PAHSAs also potently reduce the incidence of T1D in non obese diabetes (NOD) mice, a model of
autoimmune T1D. This project will investigate the mechanisms for these beneficial effects of PAHSAs in T1D.
Specific Aim1: To determine the immune mechanisms by which PAHSAs delay onset and reduce incidence of
T1D. Specific Aim2: To investigate the cellular mechanisms by which PAHSAs directly promote β-cell survival
and function. This research will provide novel insights into how PAHSAs modulate immune function and
promote islet β-cell survival/function which may be used develop novel therapies for T1D treatment in humans.
Candidate: I have a long-standing interest in studying the signaling mechanisms responsible for islet β-cell
death and dysfunction. My doctoral training with Dr. Anjan Kowluru focused on the role of small G-proteins and
reactive oxygen species in insulin secretion under physiological and pathophysiological states. My postdoctoral
training with Dr. Barbara B Kahn has been geared towards identifying novel therapeutic approaches to
enhance β-cell function and improve glucose-insulin homeostasis. My tenure in Dr. Kahn’s lab has been
extremely productive and I have authored and co-authored 8 papers with one first author paper in Cell, a
second in under revision at Cell Metabolism.
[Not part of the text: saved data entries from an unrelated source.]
PR #3312, opened 2021-08-31
fix: rolling update with container runtime

deepankarm:


jina/flow/base.py
```diff
@@ -110,6 +110,7 @@ def __init__(
         daemon: Optional[bool] = False,
         default_swagger_ui: Optional[bool] = False,
         description: Optional[str] = None,
+        dump_path: Optional[str] = '',
```
cristianmtr, line 113: So there's no way to have dump_path be preserved in the args without adding it here? It might be seen as polluting the namespace, with something that is very executor-specific

cristianmtr (dismissed):

jina/flow/base.py
deepankarm: We can hide it using `SHOW_ALL_ARGS`. Let me change that.

deepankarm: Removed using `SHOW_ALL_ARGS`

tests/distributed/test_rolling_update_container_runtime/test_rolling_update.py
```diff
@@ -0,0 +1,111 @@
...
+    query_flow_id = client.flows.create(
+        workspace_id=workspace_id,
+        filename='flow_query.yml',
+        envs={'JINAD_WORKSPACE': f'/tmp/jinad/{workspace_id}'},
+    )
+    return dbms_flow_id, query_flow_id, workspace_id
+
+
+@pytest.mark.parametrize('docker_compose', [compose_yml], indirect=['docker_compose'])
+def test_dump_dbms_remote(executor_images, docker_compose):
```
cristianmtr, line 57: Can u parametrize this to show what works and what doesn't? 

`replicas = 1,2`
`parallel = 1,2`

cristianmtr (changes requested):

cristianmtr (approved):

PR #3314, opened 2021-08-31
perf: load image to array in cache sizes

davidbp:
This PR fills in images in 'mini-batches' (actually mini-chunks of each image) to avoid going over  the standard L2-cache. This provides almost 2x performance and less memory allocations.

Benchmark
```
from jina.types.document.converters import to_image_blob
%timeit im_numpy = to_image_blob(`path_to_photo.jpg`)
```

Master branch
```
203 ms ± 12 ms per loop (mean ± std. dev. of 7 runs, 1 loop each)
```

This PR:
```
114 ms ± 1.79 ms per loop (mean ± std. dev. of 7 runs, 10 loops each)
```

### DIFF
--- a/jina/types/document/converters.py
+++ b/jina/types/document/converters.py
@@ -78,29 +78,6 @@ def png_to_buffer(arr: 'np.ndarray', width: int, height: int, resize_method: str
     return png_bytes
 
 
-def _raw_img_to_numpy(raw_img):
-    """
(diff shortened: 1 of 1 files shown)


anukaal (approved):

JoanFM:
As discussed, this optimizations should be moved maybe in some specific `Executor` and not being taken care by `core`

PR #3324, opened 2021-09-02
feat(flow): add install_requirments args when using jinahub

numb3r3:
This PR aims to pass `install_requirments` arg to enable `f = Flow().add(uses="jinahub://dummy", install_requirements=True)`


tests/integration/hub_usage/dummyhub/requirements.txt
```diff
@@ -0,0 +1,2 @@
+jina
```
hanxiao, line 1: do not use `jina` in any of our own CICD, this pollutes our download statistics for Dev Rel team.

hanxiao (changes requested):
having `jina` package installed in CICD is forbidden, as it pollutes our statistics

tests/integration/hub_usage/dummyhub/requirements.txt
numb3r3: addressed in latest commit

PR #3327, opened 2021-09-02
perf: Document embedding getter

davidbp:
This PR doubles the performance for retrieving embeddings using `doc.embedding` without any change on the API.

This is achieved removing the instantiation of  a `NdArray`  created only to get it's `.value` (which is a numpy array), essentially doubling performance.

Benchmark

```
d = Document(embedding = np.random.rand((128)))
d.embedding
```

- This PR
      ```
      %timeit aux = d.embedding
      2.4 µs ± 50.6 ns per loop
      ```

- Master
      ```
       %timeit aux = d.embedding
       6.2 µs ± 173 ns per loop 
      ```

### DIFF
--- a/jina/types/document/__init__.py
+++ b/jina/types/document/__init__.py
@@ -531,7 +531,13 @@ class Document(ProtoTypeMixin, VersionedMixin):
 
         :return: the embedding of this Document
         """
-        return NdArray(self._pb_body.embedding).value
+        if self._pb_body.embedding.HasField('dense'):
+            dense_proto = self._pb_body.embedding.dense
+            return np.frombuffer(dense_proto.buffer, dtype=dense_proto.dtype).reshape(
+                dense_proto.shape
+            )
+        else:
+            return NdArray(self._pb_body.embedding).value
 
     def get_sparse_embedding(
         self, sparse_ndarray_cls_type: Type[BaseSparseNdArray], **kwargs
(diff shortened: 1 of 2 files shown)


numb3r3 (approved):
LGTM 👍

jina/types/document/__init__.py
```diff
@@ -531,7 +531,13 @@ def embedding(self) -> 'SparseArrayType':
 
         :return: the embedding of this Document
         """
-        return NdArray(self._pb_body.embedding).value
+        if self._pb_body.embedding.HasField('dense'):
+            dense_proto = self._pb_body.embedding.dense
+            return np.frombuffer(dense_proto.buffer, dtype=dense_proto.dtype).reshape(
+                dense_proto.shape
+            )
```
hanxiao, line 538: this is simply `DenseNdArray(self._pb_body.embedding).value`

hanxiao (changes requested):
tend to reject, as this basically bypass the NdArray class we implemented, sacrificing all quantization and corner case coverage.

jina/types/document/__init__.py
davidbp: > tend to reject, as this basically bypasses the `NdArray` class we implemented, sacrificing all quantization and corner case coverage, i.e. use simpler implementation to trade for faster speed.
> 
> I believe the key is to make `NdArray` class faster as we would still need it in advance usecase.

I see, Maybe we can do the same using`NdArray` but instead of creating an instance every time we can make it so that a `staticmethod` returns the numpy array. Will investigate further.

Issue #2582, opened 2021-06-08
_mermaid_id computed every time


JoanFM:
**Describe the bug**
The _mermaid_id cannot be used to link nodes in a graph, because it is changes when put in a ChunkArray. We should use `doc.id` as `_mermaid_id`

```python
>>> from jina import Document
>>> c1 = Document(text='c1')
>>> c2 = Document(text='c2')
>>> d = Document()
>>> d.chunks.append(c1)
<jina.types.document.Document id=dcbd74ac-c852-11eb-8d87-e86a64801cb1 mime_type=text/plain text=c1 granularity=1 parent_id=e353e45e-c852-11eb-8d87-e86a64801cb1 content_hash=62fa94ba00bf953a at 140635546411472>
>>> d.chunks.append(c2)
<jina.types.document.Document id=e07656ae-c852-11eb-8d87-e86a64801cb1 mime_type=text/plain text=c2 granularity=1 parent_id=e353e45e-c852-11eb-8d87-e86a64801cb1 content_hash=7c9d9e27f13a2c95 at 140635521309328>
>>> c1._mermaid_id
'0abe8a80-bd2c-4cb5-808a-21be0e69c295'
>>> d.chunks[0]._mermaid_id
'41cae67b-be0e-4888-8f3a-e99fa5659abc'
>>> d.chunks[0]._mermaid_id
'd965a7a3-7180-406f-b3de-a1a87698554f'
>>> d.chunks[0]._mermaid_id
'96cfd552-47fc-46cf-994c-99cfe5ff4b7b'

```

┆Issue is synchronized with this [Jira Task](https://jinaai.atlassian.net/browse/JINACOREV1-1034) by [Unito](https://www.unito.io)

PR #3339, opened 2021-09-03
perf: document fast init

alaeddine-13:
This speeds up DocumentArray.__iter__ heavily since Document constructor becomes much faster
Consequently, all methods that use __iter__ become faster.
When developing this, we had to set mermaid_id efficiently. A similar issue was raised before: https://github.com/jina-ai/jina/issues/2582

To solve it, we used a class attribute counter (to make mermaid_id unique based on document id which is already unique)

results:
|    |      master      |  perf-document-fast-init ( ff87e72 ) | perf-document-fast-init (ec5961d) | perf-document-fast-init (latest) |
|----------|:-------------:|------:|------:|------:|
| document array iter |  1.16 s | 0.32 s | 0.50 s | 0.36 s |
| document array get_attributes('text') |    1.32 s   |   0.42 s | 0.61 s | 0.43 s |
| document array get_attributes('text', 'embedding') | 3.32 s | 2.06 s | 2.21 s | 2.17 s |
| document construct by pb_body | 1.3 s | 0.68 s | 0.6 s | 0.45 s |

### DIFF
--- a/jina/types/document/__init__.py
+++ b/jina/types/document/__init__.py
@@ -229,14 +229,15 @@ class Document(ProtoTypeMixin, VersionedMixin):
         """
         Document.CNT += 1
 
-        self._pb_body = jina_pb2.DocumentProto()
         try:
             if isinstance(document, jina_pb2.DocumentProto):
                 if copy:
+                    self._pb_body = jina_pb2.DocumentProto()
                     self._pb_body.CopyFrom(document)
                 else:
                     self._pb_body = document
             elif isinstance(document, bytes):
+                self._pb_body = jina_pb2.DocumentProto()
                 self._pb_body.ParseFromString(document)
             elif isinstance(document, (dict, str)):
                 if isinstance(document, str):
@@ -270,6 +271,7 @@ class Document(ProtoTypeMixin, VersionedMixin):
                     )
                 )
 
+                self._pb_body = jina_pb2.DocumentProto()
                 if support_fields.issuperset(user_fields):
                     json_format.ParseDict(document, self._pb_body)
                 else:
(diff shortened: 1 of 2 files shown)


davidbp:
> To solve it, we used a class attribute counter (to make mermaid_id unique based on document id which is already unique)

I want to leave a comment here because the solution might seem unjustified/weird.
While we were doing this with Alaeddine we found out that creating the unique ids took a lot of time (to me this was not exected at least). You pay a  big price  for iterating  and calling the previous unique id mechanism. 

Just as a reference:
```
In [7]: %timeit [uuid.uuid4() for i in range(100_000)]
318 ms ± 1.78 ms per loop (mean ± std. dev. of 7 runs, 1 loop each)

In [8]: %timeit [i for i in range(100_000)]
2.87 ms ± 27.9 µs per loop (mean ± std. dev. of 7 runs, 100 loops each)
```

Amanda31byrd (changes requested):
Can these be fixed to normal

hanxiao (changes requested):
hold, as this is 🕊️ column-access we were discussing in https://jinaai.slack.com/archives/C018F60RBL5/p1630674830115600

jina/types/document/__init__.py
```diff
@@ -226,96 +229,110 @@ def __init__(
...
-
-                user_fields = set(document)
-                support_fields = set(
-                    self.attributes(
-                        include_proto_fields_camelcase=True, include_properties=False
-                    )
+        Document.CNT += 1
+        if pb_only:
+            if not isinstance(document, jina_pb2.DocumentProto) or document is None:
+                raise ValueError(
```
hanxiao, line 235: can you restructure you `if` here so that the rest of the code remains untouched. Right now I see a lot of lines of changes but it seems that they only differs in ident

AMSAJ0: s3_s3a

alaeddine-13: I refactored the constructor

hanxiao:
i moved the Proto constructor inside, this should give a small performance boost and should result in similar performance as your first version. Could you give it a check?

alaeddine-13:
> i moved the Proto constructor inside, this should give a small performance boost and should result in similar performance as your first version. Could you give it a check?

Yes LGTM
I'll check how it performs and update the performance table

alaeddine-13:
thanks for your help @hanxiao 
I updated the table, now back to the first version performance
Also, after the refactor commit, also DAM got a boost:

- dam iter:
     * perf-document-fast-init : 2.32 s
     * master : 3.17 s

- dam get_attributes('text'):
     * perf-document-fast-init : 2.03 s
     * master : 3.36 s

Issue #3351, opened 2021-09-06
unexpected args 


cristianmtr:
I can reproduce it with this test https://github.com/jina-ai/executors/blob/fbd11ff89b4242d254205f832884a8d3f9917b80/tests/integration/psql_import/test_import_psql.py#L173

The problem is that the arguments are passed to the MatchMerger as well https://github.com/jina-ai/jina/blob/c613fa7799e25c8385f826c3f26bce1ea55e3e7d/jina/jaml/parsers/executor/legacy.py#L78

PR #3353, opened 2021-09-06
fix: #3351

cristianmtr:


jina/jaml/parsers/executor/legacy.py
```diff
@@ -98,6 +99,14 @@ def parse(self, cls: Type['BaseExecutor'], data: Dict) -> 'BaseExecutor':
         obj.is_updated = False
         return obj
 
+    @staticmethod
+    def is_tail_or_head(data):
+        try:
+            name = getattr(getattr(data, 'runtime_args', {}), 'name', '')
+            return '/' in name
+        except Exception as e:
+            print(f'========= {e}')
```
hanxiao, line 108:
```suggestion
        except Exception:
            pass  # intentionally pass as <write why there is no reason to handle it>
```

jina/jaml/parsers/executor/legacy.py
```diff
@@ -98,6 +99,16 @@ def parse(self, cls: Type['BaseExecutor'], data: Dict) -> 'BaseExecutor':
         obj.is_updated = False
         return obj
 
+    @staticmethod
+    def is_tail_or_head(data: Dict) -> bool:
+        """Based on name, compute if this is a tail/head Pea or a main Pea
+
+        :param data: the data for the parser
+        :return: boolean of whether it is tail/head or main
```
jacobowitz, line 107: that description is slightly misleading? I assume this is True if it is head/tail . 

So I'd write :return: boolean True if it is tail/head., False otherwise

jina/jaml/parsers/executor/legacy.py
```diff
@@ -78,7 +78,8 @@ def parse(self, cls: Type['BaseExecutor'], data: Dict) -> 'BaseExecutor':
         arguments_from_cls = LegacyParser._get_all_arguments(cls)
         arguments_from_yaml = set(data.get('with', {}))
         difference_set = arguments_from_yaml - arguments_from_cls
-        if any(difference_set):
+        # only log warnings about unknown args for main Pea
+        if any(difference_set) and LegacyParser.is_tail_or_head(data):
```
jacobowitz, line 82: I somehow dont get this one? Your comment says you only want to do this for a main pea but then you enter the if here if it is tail/head? I guess I am missing something here?

jacobowitz (changes requested):
One small comment on a comment :) And one question as I am confused by the if

jina/jaml/parsers/executor/legacy.py
cristianmtr: adjusted, thanks

jacobowitz (approved):
looking good :+1:

jina/jaml/parsers/executor/legacy.py
cristianmtr: I fixed that. Initially I wanted the method to return if it's a main Pea. But switched it around and forgot to change here. The pains of not having a proper test for logging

During the grant period, I will expand my knowledge of islet
autoimmunity by learning immunological techniques and signaling pathways involved in β-cell survival/function.
This K01 career development award will provide me with protected research time to undergo the final and
critical training phase of my career prior which will equip me to successfully transition to independence.
Environment: The Division of Endocrinology, Metabolism and Diabetes at the BIDMC is an ideal training site
for basic scientists and has a distinguished record of training young scientists towards a path of independence.
Graduates from Division have gone on to make transformative discoveries that continue to shape the future of
diabetes and metabolism research. The research proposed in this award will be carried under the mentorship
of Dr. Kahn at BIDMC and Dr. Mathis at the HMS with guidance of a scientific advisory committee (Drs. Hao
Wu, Gokhan Hotamisligil, and Susan Bonner-Weir) who are committed to my development as...

## Key facts

- **NIH application ID:** 9947743
- **Project number:** 5K01DK118041-03
- **Recipient organization:** BETH ISRAEL DEACONESS MEDICAL CENTER
- **Principal Investigator:** Ismail Syed
- **Activity code:** K01 (R01, R21, SBIR, etc.)
- **Funding institute:** NIH
- **Fiscal year:** 2020
- **Award amount:** $153,749
- **Award type:** 5
- **Project period:** 2018-07-01 → 2022-12-31

## Primary source

NIH RePORTER: https://reporter.nih.gov/project-details/9947743

## Citation

> US National Institutes of Health, RePORTER application 9947743, A Novel Class of Lipids as Potential Therapeutic Agents to Promote Pancreatic Beta cell Survival and Prevent Type 1 Diabetes. (5K01DK118041-03). Retrieved via AI Analytics 2026-05-24 from https://api.ai-analytics.org/grant/nih/9947743. Licensed CC0.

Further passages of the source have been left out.